PR #3621, opened 2021-01-11
Skip keywords in invalid-option-placement

### LINKED ISSUE #3603: Function header issues
@LeifAndersen 

(First, thanks for writing this, it was very helpful!)

Apologies for filing an issue rather than a PR, I'm a little short on time :-/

● **Work to be completed**
Retype the data in full, exactly.

● **Solution to this exercise**
PR #3621, opened 2021-01-11
Skip keywords in invalid-option-placement

### LINKED ISSUE #3603: Function header issues
@LeifAndersen 

(First, thanks for writing this, it was very helpful!)

Apologies for filing an issue rather than a PR, I'm a little short on time :-/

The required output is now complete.